After locating the line with "lower like 5m?", reproduce that line and every one following it exactly, up to the end of the entries.
========
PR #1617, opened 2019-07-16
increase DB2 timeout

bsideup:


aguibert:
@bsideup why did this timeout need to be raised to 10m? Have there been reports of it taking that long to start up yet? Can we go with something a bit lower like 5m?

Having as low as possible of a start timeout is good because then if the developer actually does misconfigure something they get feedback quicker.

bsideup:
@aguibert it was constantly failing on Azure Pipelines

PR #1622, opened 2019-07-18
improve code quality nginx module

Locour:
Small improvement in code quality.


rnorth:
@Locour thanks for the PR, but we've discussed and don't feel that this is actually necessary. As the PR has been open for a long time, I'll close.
========
• TASK SOLUTION:
@bsideup why did this timeout need to be raised to 10m? Have there been reports of it taking that long to start up yet? Can we go with something a bit lower like 5m?

Having as low as possible of a start timeout is good because then if the developer actually does misconfigure something they get feedback quicker.

bsideup:
@aguibert it was constantly failing on Azure Pipelines

PR #1622, opened 2019-07-18
improve code quality nginx module

Locour:
Small improvement in code quality.


rnorth:
@Locour thanks for the PR, but we've discussed and don't feel that this is actually necessary. As the PR has been open for a long time, I'll close.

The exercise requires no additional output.